Training Self-Supervised Depth Completion Using Sparse Measurements and a Single Image
This addresses the challenge of costly annotations and multi-frame dependencies in depth completion for applications like robotics and autonomous driving, offering an incremental improvement over existing self-supervised approaches.
The paper tackles the problem of training depth completion models without dense depth labels or multiple images, proposing a self-supervised method that uses only sparse depth measurements and a single image, achieving competitive performance on benchmarks like KITTI and NYU Depth V2.

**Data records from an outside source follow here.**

PR #9342, opened 2023-09-15
feat(FabricObject): attached/detached events

ShaMan123:
## Motivation

There are cases where an objects needs the canvas ref to do some work, such as subscribing to events.
The `added` event is not sufficient if we are dealing with nested objects.

This PR is well related to the active selection initialization process because before recent changes initialization would be done with the canvas ref passed in options and now you don't need to do that and maybe even can't (if you pass the active selection ref to the canvas constructor as options) so the event is needed for the change to be less breaking for apps that relied on the canvas ref. Meaning you simply add an `attached` event listener and do your work there,. That would be the migration path.

Also I have discussed this with @jiayihu who was strongly urging fabric to have some kind of trigger for object initialization that is not the constructor. This is needed for several use cases.
Using subclassing sometimes makes the constructor very hard to deal with because you can't hook into it. Having a lifecycle in the contructor is not an accepted practice so it seems, I am guessing because of the order of execution some properties might not be set yet etc., let alone the TS `declare` nightmare.
A good example is Text classes. They call `initDimensions` in the constructor. It is reasonable to assume that a subclass of Textbox will want to do some work before calling that but it can't. This PR doesn't fix this use case but it provides a workaround saying something like "The first call is a waste, nevermind, I won't call it or use it until the object is attached to the canvas, then I am sure I can subclass even more and not face this issue".
BTW, fabric faces this issue (caused also by using `set` in the super class) and deals with it by adding a flag `initialized` which I know @asturur does not like.
This is another good example of a use case that can't be fixed with this approach but can be worked around somehow.

## Description

When the canvas ref changes the attached/detached events are fired.
Making it easy to do related work.
These events have a meaning also in terms of rendering.
When they fire you know for sure the object will render or will stop rendering.

## Changes

I patched an active selection test to make it more complete.

### DIFF
--- a/CHANGELOG.md
+++ b/CHANGELOG.md
@@ -2,6 +2,8 @@
 
 ## [next]
 
+- feat(FabricObject): attached/detached events [#9342](https://github.com/fabricjs/fabric.js/pull/9342)
+
 ## [6.0.0-b3]
 
 - fix(Textbox): implemente a fix for the style shifting issues on new lines [#9197](https://github.com/fabricjs/fabric.js/pull/9197)
--- a/CHANGELOG.md
+++ b/CHANGELOG.md
@@ -4,7 +4,7 @@
 
 - feat(FabricObject): attached/detached events [#9342](https://github.com/fabricjs/fabric.js/pull/9342)
 
-## [6.0.0-b3]
+## [6.0.0-beta13]
 
 - fix(Textbox): implemente a fix for the style shifting issues on new lines [#9197](https://github.com/fabricjs/fabric.js/pull/9197)
 - Fix(Control) fix a regression in `wrap with fixed anchor`, regression from #8400 [#9326](https://github.com/fabricjs/fabric.js/pull/9326)
--- a/src/EventTypeDefs.ts
+++ b/src/EventTypeDefs.ts
@@ -250,6 +250,8 @@ export interface ObjectEvents
   // tree
   added: { target: Group | Canvas | StaticCanvas };
   removed: { target: Group | Canvas | StaticCanvas };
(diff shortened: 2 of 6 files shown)


ShaMan123 (commented):
ready

ShaMan123 (commented):
now tests should pass

asturur:
sublassing is bad, fiddling with the prototype is great.
Now after this pearl of wisdom, i ll review this PR as soon as possible, but after the others

asturur:
I read only the description and i think i would like to know which are the user driven actions that can change a canvas reference to an object.
Can you elaborate on that?

jiayihu:
I'll try to explain my original rational @asturur : running side effects in the constructor is very inconvenient:

1. From a good programming POV, constructors should not have side effects and should be pure. Example: registering to events could be dangerous as the object could be thrown away without being added to the canvas, but your listeners are now in the memory forever if you're not careful
2. From a practical POV, it's hard for a subclass to customise side-effects like `initDimensions` because the subclasss properties are not defined yet during the parent constructor call. This is not only non-evident, especially for a junior/mid-distracted dev, but even results in dark magic tricks to make it work

ShaMan123:
> I read only the description and i think i would like to know which are the user driven actions that can change a canvas reference to an object. Can you elaborate on that?

No user actions.
I have an object. It will be added to a group/canvas in an uncertain point of time.
I want to add an event listener subscribing to a canvas event and run some scoped logic on the opbject.
I do not want to run logic checking when this object is added because I am not sure where it will be added, it makes my app very messy.

ShaMan123:
We can rename to mounted/unmounted
related to #9550

PR #9343, opened 2023-09-15
fix(): `searchPossibleTargets` `targets` value

ShaMan123:
## Motivation

Trying to impl a fix for the problem presented in #9329 
Being that the group rewrite made `searchPossibleTargets` return a sub target instead of the found taregt to allow deep selection. This surfaced an issue that the use of `Canvas#targets` aka `subTargets` is wrong and confusing.

closes #9329 

### Rethinking and Reconsidering `subTargets`

If I go by the name and from what I understand was the original intention I believe `subTargets` should populate the sub targets of the found target.
Parents of the found target should not be part of `subTargets`, that is what makes the name confusing. They should not be part mainly because it is clear that they are in the hit region or else the found target would not be found. If anyone including fabric needs the parents it is very simple to walk up the tree.

The main use in fabric of `subTargets` is for events. So we need to fix that.
I think it is unclear what is expected from the synthetic events.

## Changes

- `_searchPossibleTargets` => `findTargetsTraversal` + added a flag to allow searching for all hits
- fix `searchPossibleTargets` return value to consider an case where `subTargetCheck: true, interactive: false` group were travesred, so returning the first hit is wrong
- dep  `searchPossibleTargets` => `findTargets`
- move setting `targets` to `findTarget` because it varies on the case and is a step towards refactoring the use of `Canvas#targets`

## Gist

The tests came from #9333 if you wish to merge that first, conflicts should resolve to `ours`

### DIFF
--- a/src/canvas/SelectableCanvas.ts
+++ b/src/canvas/SelectableCanvas.ts
@@ -712,7 +712,7 @@ export class SelectableCanvas<EventSpec extends CanvasEvents = CanvasEvents>
 
       // check pointer is over active selection and possibly perform `subTargetCheck`
       const { target: selectedTarget, targets: selectedTargets } =
-        this.searchPossibleTargets([activeObject], pointer);
+        this.findTargets([activeObject], pointer);
 
       if (selectedTarget && aObjects.length > 1) {
         // active selection does not select sub targets like normal groups
@@ -728,7 +728,7 @@ export class SelectableCanvas<EventSpec extends CanvasEvents = CanvasEvents>
           );
           return activeObject;
         } else {
-          const { target, targets: canvasTargets } = this.searchPossibleTargets(
+          const { target, targets: canvasTargets } = this.findTargets(
             this._objects,
             pointer
           );
@@ -754,10 +754,7 @@ export class SelectableCanvas<EventSpec extends CanvasEvents = CanvasEvents>
       }
     }
 
-    const { target, targets } = this.searchPossibleTargets(
-      this._objects,
-      pointer
-    );
+    const { target, targets } = this.findTargets(this._objects, pointer);
     this.targets = target ? targets.slice(0, targets.indexOf(target)) : targets;
     return target;
   }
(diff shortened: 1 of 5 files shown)


src/canvas/__tests__/eventData.test.ts
ShaMan123, line 1: Migrated all `findTarget` tests, see 0c0429255
I have decided not to remove the old ones yet so we prove the PR passes (eventhough I did a thorough job of migrating the tests). I kept the names of the tests the same to make it easy to trace back.
c1448b000 contains new tests about my concerns raised in the review

src/canvas/__tests__/eventData.test.ts
```diff
@@ -100,3 +112,790 @@ describe('Canvas event data', () => {
...
+      canvas.add(other, target);
+      activeSelection.add(target, other);
+      canvas.setActiveObject(activeSelection);
+
+      jest.spyOn(canvas, '_checkTarget').mockReturnValue(true);
+      const found = canvas.searchPossibleTargets([target, other], new Point());
+      expect(found).toBe(other);
+      expect(canvas.targets).toEqual([subTarget, target, other]);
+    });
+
```
ShaMan123, line 399: this is my concern

ShaMan123 (commented):
This is a good incremental fix but there are a few more things to address here.
Even though all tests pass it does not mean that event firing is correct.
Seems there are no tests covering these cases.

ShaMan123 (commented):
- dep  `searchPossibleTargets` => `findTargets`
- move setting `targets` to `findTarget` because it varies on the case and is a step towards refactoring the use of `Canvas#targets`

Now I am happy with this PR

src/canvas/__tests__/eventData.test.ts
ShaMan123: fixed by 40c725b

src/canvas/SelectableCanvas.ts
```diff
@@ -796,62 +793,72 @@ export class SelectableCanvas<EventSpec extends CanvasEvents = CanvasEvents>
...
-      : target;
+    const targets = this.findTargetsTraversal(objects, pointer, {
+      searchStrategy: 'first-hit',
+    });
+
+    const found = targets.findIndex((target) => {
+      return (
+        !target.group ||
+        (!(target.group instanceof ActiveSelection) && target.group.interactive)
+      );
```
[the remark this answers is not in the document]
ShaMan123: fixed and tested by 40c725b

ShaMan123:
Ported to https://github.com/ShaMan123/fabric.js/pull/5
Contributions are welcome

PR #10858, opened 2026-01-31
chore(): update vitest

Smrtnyk:
And fix newly failing tests on chromium
 For some reason on browser the mocking of this uid is not working
 I patched the mechanism a bit to not rely on this dynamic behavior and also adjusted snapshot matcher to round to 2 decimals since tests got bit unstable

I noticed that new precommit hook also lints touched spec files, and we didn't fix all type issues in our spec files yet.
That means as soon as you touch some of the older spec files you will also be forced to fix type issues in side, unrelated to your PR.
I excluded spec files from precommit hook to be typechecked for now, until we fix all the issues and it is safe to turn it on.
I will have a look.
Also i noticed that master is already flaky on firefox, I will try to have a look at it.

### DIFF
--- a/src/ClassRegistry.spec.ts
+++ b/src/ClassRegistry.spec.ts
@@ -56,7 +56,6 @@ describe('ClassRegistry', () => {
     expect(resolved, 'resolved different classes').not.toBe(resolvedSvg);
   });
   it('legacy resolution preparation', async () => {
-    vi.resetModules();
     const { classRegistry: freshRegistry } = await import('./ClassRegistry');
 
     // Registry should be empty before any shape classes are imported
@@ -66,7 +65,6 @@ describe('ClassRegistry', () => {
     expect(freshRegistry.has('object')).toBe(false);
   });
   it('legacy resolution', async () => {
-    vi.resetModules();
     const { classRegistry: freshRegistry } = await import('./ClassRegistry');
     const { Rect } = await import('./shapes/Rect');
     const { IText } = await import('./shapes/IText/IText');
--- a/vitest.config.ts
+++ b/vitest.config.ts
@@ -9,6 +9,10 @@ if (!fixturesUrl.endsWith('/')) {
   fixturesUrl += '/';
 }
 
+// Node 20 requires vmThreads, newer versions can use threads
+const nodeMajor = parseInt(process.version.slice(1).split('.')[0]);
+const pool = nodeMajor <= 20 ? 'vmThreads' : 'threads';
+
 export default defineConfig({
   resolve: {
     alias: {
@@ -16,7 +20,7 @@ export default defineConfig({
     },
   },
   test: {
-    pool: 'vmThreads',
+    pool,
     clearMocks: true,
     mockReset: true,
     snapshotSerializers: [
@@ -44,7 +48,12 @@ export default defineConfig({
             provider: playwright(),
             enabled: true,
             headless: true,
-            instances: [{ browser: 'chromium' }],
+            instances: [
+              {
+                browser: 'chromium',
+                isolate: true,
+              },
+            ],
           },
           name: 'unit-chromium',
         },
@@ -63,6 +72,7 @@ export default defineConfig({
             instances: [
               {
                 browser: 'firefox',
+                isolate: true,
               },
             ],
           },


src/ClassRegistry.spec.ts
```diff
@@ -59,7 +59,7 @@ describe('ClassRegistry', () => {
   it('legacy resolution preparation', async () => {
     genericClassRegistryInstance[JSON].delete('rect');
     genericClassRegistryInstance[JSON].delete('i-text');
-    genericClassRegistryInstance[JSON].delete('activeSelelection');
```
Smrtnyk, line 62: seems like this was a typo

Smrtnyk:
there are some tests failing on class registry
seems like 1 test depends on another
Edit: hm, i hate when it works locally but fails in ci

Smrtnyk:
ok seems like i got it now
i changed the vitest config a bit to have better test isolation
firefox still fails on 2 tests but that is same as on master
i will have a look at that separately
playwright update also has some breaking changes so have to look at that as well

asturur:
@Smrtnyk the pre-commit hook was a bit rushed i admit. I know i need it, but i didn't bother doing it properly.

src/shapes/__snapshots__/Image.spec.ts.snap
```diff
@@ -12,11 +12,11 @@ exports[`FabricImage > Svg export > It exports an svg with styles for an image w
 		<feMergeNode in="SourceGraphic"></feMergeNode>
 	</feMerge>
 </filter>
-<clipPath id="imageCrop_2">
+<clipPath id="SVGID">
 	<rect x="-75" y="-75" width="150" height="150" />
 </clipPath>
-	<image style="stroke: rgb(255,0,0); stroke-width: 11; stroke-dasharray: none; stroke-linecap: butt; stroke-dashoffset: 0; stroke-linejoin: miter; stroke-miterlimit: 4; fill: rgb(0,0,0); fill-rule: nonzero; opacity: 1;filter: url(#SVGID_0);"  xlink:href="" x="-85" y="-85" width="200" height="200" clip-path="url(#imageCrop_2)" ></image>
-	<rect x="-75" y="-75" width="150" height="150" style="stroke: rgb(255,0,0); stroke-width: 11; stroke-dasharray: none; stroke-linecap: butt; stroke-dashoffset: 0; stroke-linejoin: miter; stroke-miterlimit: 4; fill: none; fill-rule: nonzero; opacity: 1;filter: url(#SVGID_0);" />
+	<image style="stroke: rgb(255,0,0); stroke-width: 11; stroke-dasharray: none; stroke-linecap: butt; stroke-dashoffset: 0; stroke-linejoin: miter; stroke-miterlimit: 4; fill: rgb(0,0,0); fill-rule: nonzero; opacity: 1;filter: url(#SVGID);"  xlink:href="assets/xlink:href=" x="-85" y="-85" width="200" height="200" clip-path="url(#SVGID)" ></image>
```
asturur, line 18: Image

The SVG has this new value here, what is it for?

asturur: Or like, why does it comes out in the snapshot?

vitest.config.ts
```diff
@@ -9,14 +9,18 @@ if (!fixturesUrl.endsWith('/')) {
   fixturesUrl += '/';
 }
 
+// Node 20 requires vmThreads, newer versions can use threads
+const nodeMajor = parseInt(process.version.slice(1).split('.')[0]);
+const pool = nodeMajor <= 20 ? 'vmThreads' : 'threads';
```
asturur, line 14: oh ok good to know this.

asturur: looks like node 20 tests completes in half time compared to 22/24/chrome/firefox. Is not a big deal, but is vmThreads the fastest?

vitest.config.ts
```diff
@@ -44,7 +48,12 @@ export default defineConfig({
             provider: playwright(),
             enabled: true,
             headless: true,
-            instances: [{ browser: 'chromium' }],
+            instances: [
+              {
+                browser: 'chromium',
+                isolate: true,
```
asturur, line 54: i read isolate: true is the default.

vitest.config.ts
Smrtnyk: it probably is yeah

vitest.config.ts
Smrtnyk: hm i don't think it is for the browser mode, that is why i moved to threads, since this has no affect on vmThreads

src/shapes/__snapshots__/Image.spec.ts.snap
Smrtnyk: hm interesting, maybe my ide did something, i will have a look

PR #10861, opened 2026-02-02
test(): refactor test, put common data in shared function

Smrtnyk:
Refactors some tests that initialize with common properties

### DIFF
--- a/CHANGELOG.md
+++ b/CHANGELOG.md
@@ -2,7 +2,7 @@
 
 ## [next]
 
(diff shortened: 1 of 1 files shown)


Smrtnyk:
seems like something is off with ci

asturur:
https://www.githubstatus.com/

time to take a break

asturur:
thank you this was never done for lazyness.
Tests clean code is always a second thought between many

Depth completion is an important vision task, and many efforts have been made to enhance the quality of depth maps from sparse depth measurements. Despite significant advances, training these models to recover dense depth from sparse measurements remains a challenging problem. Supervised learning methods rely on dense depth labels to predict unobserved regions, while self-supervised approaches require image sequences to enforce geometric constraints and photometric consistency between frames. However, acquiring dense annotations is costly, and multi-frame dependencies limit the applicability of self-supervised methods in static or single-frame scenarios. To address these challenges, we propose a novel self-supervised depth completion paradigm that requires only sparse depth measurements and their corresponding image for training. Unlike existing methods, our approach eliminates the need for dense depth labels or additional images captured from neighboring viewpoints. By leveraging the characteristics of depth distribution, we design novel loss functions that effectively propagate depth information from observed points to unobserved regions. Additionally, we incorporate segmentation maps generated by vision foundation models to further enhance depth estimation. Extensive experiments demonstrate the effectiveness of our proposed method.